IN22A-03:
Analysis of Giga-size Earth Observation Data in Open Source GRASS GIS 7 - from Desktop to On-line Solutions.

Tuesday, 16 December 2014: 10:50 AM
Helena Mitasova, North Carolina State University at Raleigh, Raleigh, NC, United States, Tomasz F. Stepinski, University of Cincinnati Main Campus, Space Informatics Lab - SIL, Cincinnati, OH, United States, Jaroslaw Jasiewicz, Adam Mickiewicz University, Geoecology and Geoinformation Institute, Poznań, Poland, Markus Neteler, Fondazione Edmund Mach and Innovation Center, San Michele all'Adige, Italy and Soeren Gebbert, Thuenen Institute of Climate-Smart Agriculture, Braunschweig, Germany
Abstract:
GRASS GIS is a leading open source GIS for geospatial analysis and modeling. In addition to being utilized as a desktop GIS it also serves as a processing engine for high performance geospatial computing for applications in diverse disciplines. The newly released GRASS GIS 7 supports big data analysis including temporal framework, image segmentation, watershed analysis, synchronized 2D/3D animations and many others. This presentation will focus on new GRASS GIS 7-powered tools for geoprocessing giga-size earth observation (EO) data using spatial pattern analysis. Pattern-based analysis connects to human visual perception of space as well as makes geoprocessing of giga-size EO data possible in an efficient and robust manner. GeoPAT is a collection of GRASS GIS 7 modules that fully integrates procedures for pattern representation of EO data and patterns similarity calculations with standard GIS tasks of mapping, maps overlay, segmentation, classification(Fig 1a), change detections etc. GeoPAT works very well on a desktop but it also underpins several GeoWeb applications (http://sil.uc.edu/ ) which allow users to do analysis on selected EO datasets without the need to download them. The GRASS GIS 7 temporal framework and high resolution visualizations will be illustrated using time series of giga-size, lidar-based digital elevation models representing the dynamics of North Carolina barrier islands over the past 15 years. The temporal framework supports efficient raster and vector data series analysis and simplifies data input for visual analysis of dynamic landscapes (Fig. 1b) allowing users to rapidly identify vulnerable locations, changes in built environment and eroding coastlines.
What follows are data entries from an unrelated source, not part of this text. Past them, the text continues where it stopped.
PR #4241, opened 2022-10-03
ARTEMIS-4025 - trap failure to apply properties as errors and report …

gtully:
…via the broker status in a configuration/properties/errors status field


gtully:
I have added in the work for ARTEMIS-4028, which builds on the status and provides verification of update using checksum per file. This makes dynamic updates via periodic reload of configuration deterministic with some polling of the status.

gtully:
Of note, there is also some basic 'server' status, version, up-time and the exiting state.

artemis-server/src/main/java/org/apache/activemq/artemis/core/config/impl/ConfigurationImpl.java
```diff
@@ -538,7 +546,146 @@ public void parsePrefixedProperties(Properties properties, String prefix) throws
...
+                           sb.append(',');
+                        }
+                        sb.append(values[i]);
+                     }
+                     sb.append(']');
+                  } else {
+                     sb.append(value.toString());
+                  }
+                  sb.append(')');
+                  logger.trace(sb.toString());
```
gemmellr, line 597: Would be more readable and simpluer on a single line with placeholders. Can prepare the value related arg in advance where needed though mostly not needed, just the <NULL> and String[] cases...plus for the latter Arrays.toString() seems like it would be simpler.

artemis-server/src/main/java/org/apache/activemq/artemis/core/config/impl/ConfigurationImpl.java
```diff
@@ -538,7 +546,146 @@ public void parsePrefixedProperties(Properties properties, String prefix) throws
...
+                        throw new InvocationTargetException(null, "Resolved nested property for:" + name + ", on: " + bean + " was null");
+                     }
+                     name = resolver.remove(name);
+                  } catch (final NoSuchMethodException e) {
+                     throw new InvocationTargetException(e, "No getter for property:" + name + ", on: " + bean);
+                  }
+               }
+               if (logger.isTraceEnabled()) {
+                  logger.trace("    Target bean = " + target);
+                  logger.trace("    Target name = " + name);
```
gemmellr, line 616: Use formatter string with placeholders, even though its gated...stops people copying the concats later (currently working on removing such concats...).

Also, really need 2 lines? Couldnt remove the gate and just have them on one?

artemis-server/src/main/java/org/apache/activemq/artemis/core/config/impl/ConfigurationImpl.java
```diff
@@ -599,7 +746,46 @@ public <T> T convert(Class<T> type, Object value) {
 
       BeanSupport.customise(beanUtils);
 
-      beanUtils.populate(this, beanProperties);
+      logger.debug("populate:" + this + ", " + beanProperties);
```
gemmellr, line 768: Use a formatter string with placeholders

artemis-server/src/main/java/org/apache/activemq/artemis/core/config/impl/ConfigurationImpl.java
```diff
@@ -599,7 +746,46 @@ public <T> T convert(Class<T> type, Object value) {
...
+      HashMap<String, String> errors = new HashMap<>();
+      // Loop through the property name/value pairs to be set
+      for (final Map.Entry<String, ? extends Object> entry : beanProperties.entrySet()) {
+         // Identify the property name and value(s) to be assigned
+         final String name = entry.getKey();
+         try {
+            // Perform the assignment for this property
+            beanUtils.setProperty(this, name, entry.getValue());
+         } catch (InvocationTargetException invocationTargetException) {
+            logger.trace("failed to populate property key: " + name, invocationTargetException);
```
gemmellr, line 779: use placeholder

artemis-server/src/main/java/org/apache/activemq/artemis/core/config/impl/ConfigurationImpl.java
```diff
@@ -599,7 +746,46 @@ public <T> T convert(Class<T> type, Object value) {
...
+
+         } catch (Exception oops) {
+            trackError(errors, entry, oops);
+         }
+      }
+      updateStatus(errors);
+   }
+
+   private void trackError(HashMap<String, String> errors, Map.Entry<String,?> entry, Throwable oops) {
+      logger.debug("failed to populate property entry(" + entry.toString() + "), reason: " + oops.getLocalizedMessage(), oops);
```
gemmellr, line 794: use placeholders

artemis-server/src/main/java/org/apache/activemq/artemis/core/config/impl/ConfigurationImpl.java
```diff
@@ -2852,13 +3038,14 @@ public Configuration setSuppressSessionNotifications(boolean suppressSessionNoti
    }
 
    @Override
-   public String getStatus() {
-      return status;
+   public synchronized String getStatus() {
```
gemmellr, line 3065: Why is status volatile if its use is synchronized?

artemis-server/src/main/java/org/apache/activemq/artemis/core/server/impl/ActiveMQServerImpl.java
```diff
@@ -611,13 +614,24 @@ public void setProperties(String fileUrltoBrokerProperties) {
...
+   }
+
    private void internalStart() throws Exception {
       if (state != SERVER_STATE.STOPPED) {
          logger.debug("Server already started!");
          return;
       }
 
       configuration.parseProperties(propertiesFileUrl);
+      updateStatus("configuration", configuration.getStatus());
```
gemmellr, line 634: status names should probably have a constant somewhere to help consistency, knowing what exists, easily finding related tests..etc

artemis-server/src/main/java/org/apache/activemq/artemis/core/server/impl/ServerStatus.java
```diff
@@ -0,0 +1,81 @@
...
+import org.apache.activemq.artemis.utils.JsonLoader;
+
+public class ServerStatus {
+
+   private static final ServerStatus instance = new ServerStatus();
+
+   public static synchronized ServerStatus getInstanceFor(ActiveMQServerImpl activeMQServer) {
+      if (instance.server == null) {
+         instance.server = activeMQServer;
+         instance.immutableStateValues.put("version", instance.server.getVersion().getFullVersion());
```
gemmellr, line 36: Ditto

artemis-server/src/main/java/org/apache/activemq/artemis/core/server/impl/ServerStatus.java
```diff
@@ -0,0 +1,81 @@
...
+
+   private synchronized void updateServerStatus() {
+      if (instance.server != null) {
+         HashMap<String, String> snapshotOfServerStatusAttributes = new HashMap<>();
+         snapshotOfServerStatusAttributes.putAll(immutableStateValues);
+         snapshotOfServerStatusAttributes.put("identity", server.getIdentity());
+         SimpleString nodeId = server.getNodeID();
+         snapshotOfServerStatusAttributes.put("nodeId", nodeId == null ? null : nodeId.toString());
+         snapshotOfServerStatusAttributes.put("uptime", server.getUptime());
+         snapshotOfServerStatusAttributes.put("state", server.getState().toString());
```
gemmellr, line 62: Ditto

artemis-server/src/main/java/org/apache/activemq/artemis/core/config/impl/ConfigurationImpl.java
gemmellr: Yep thats what I meant but was too lazy to type ;)

artemis-server/src/main/java/org/apache/activemq/artemis/core/config/impl/ConfigurationImpl.java
gtully: yep, not needed.. thanks

artemis-server/src/main/java/org/apache/activemq/artemis/core/config/impl/ConfigurationImpl.java
gtully: I see there is logging on the brain, but fair... will tidy, thanks.

artemis-server/src/main/java/org/apache/activemq/artemis/core/config/impl/ConfigurationImpl.java
gtully: sorted, thanks!

artemis-server/src/main/java/org/apache/activemq/artemis/core/config/impl/ConfigurationImpl.java
gtully: sorted

artemis-server/src/main/java/org/apache/activemq/artemis/core/server/impl/ActiveMQServerImpl.java
gtully: maybe, not sure where to put them... they mostly should be a direct map from module/component name to status attribute, and within those objects - attribute are some subset of useful named values, using their names.
the "name" could be inferred really.

artemis-server/src/main/java/org/apache/activemq/artemis/core/config/impl/ConfigurationImpl.java
```diff
@@ -523,22 +542,140 @@ public void parsePrefixedProperties(Properties properties, String prefix) throws
...
-   public void populateWithProperties(Map<String, Object> beanProperties) throws InvocationTargetException, IllegalAccessException {
+   public void populateWithProperties(final String propsId, Map<String, Object> beanProperties) throws InvocationTargetException, IllegalAccessException {
       CollectionAutoFillPropertiesUtil autoFillCollections = new CollectionAutoFillPropertiesUtil();
-      BeanUtilsBean beanUtils = new BeanUtilsBean(new ConvertUtilsBean(), autoFillCollections);
+      BeanUtilsBean beanUtils = new BeanUtilsBean(new ConvertUtilsBean(), autoFillCollections) {
+         // override to treat missing properties as errors, not skip as the default impl does
+         @Override
+         public void setProperty(final Object bean, String name, final Object value) throws InvocationTargetException, IllegalAccessException {
+            {
+               logger.trace("setProperty on {}, name: {}, value: {}", bean.getClass(), name, value);
```
gemmellr, line 573: As a 3-arg it should use isTraceEnabled() gate to avoid array overheads when not in use.

artemis-server/src/main/java/org/apache/activemq/artemis/core/config/impl/ConfigurationImpl.java
```diff
@@ -599,7 +736,51 @@ public <T> T convert(Class<T> type, Object value) {
...
+
+         } catch (Exception oops) {
+            trackError(errors, entry, oops);
+         }
+      }
+      updateApplyStatus(propsId, errors);
+   }
+
+   private void trackError(HashMap<String, String> errors, Map.Entry<String,?> entry, Throwable oops) {
+      logger.debug("failed to populate property entry({}), reason: {}", entry.toString(), oops.getLocalizedMessage(), oops);
```
gemmellr, line 765: Ditto

artemis-server/src/main/java/org/apache/activemq/artemis/core/server/impl/ActiveMQServerImpl.java
gemmellr: It could just be in the impl classes if its tied to the impl+tests, or a specific class for more general ones. Anywhere really, that helps tie the related bits together rather than expecting people will properly follow/associate literals later. This class has 2 related updates for "configuration" but thats not so obvious..whereas following a shared ref to the name would make it much more so.

gtully: agree, thanks.

artemis-server/src/main/java/org/apache/activemq/artemis/core/server/impl/ServerStatus.java
gtully: I am going to leave the simple attributes, if we build up this some more, those names could be inferred.

gtully:
thanks for all the feedback, appreciate your time.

Numerous improvements in GRASS GIS 7 were implemented to support terabyte size data processing for reconstruction of MODIS land surface temperature (LST) at 250m resolution using multiple regressions and PCA (Fig. 1c) . The new MODIS LST series (http://gis.cri.fmach.it/eurolst/) includes 4 maps per day since year 2000, provide improved data for the epidemiological predictions, viticulture, assessment of urban heat islands and numerous other applications. The presentation will conclude with outline of future development for big data interfaces to further enhance the web-based GRASS GIS data analysis.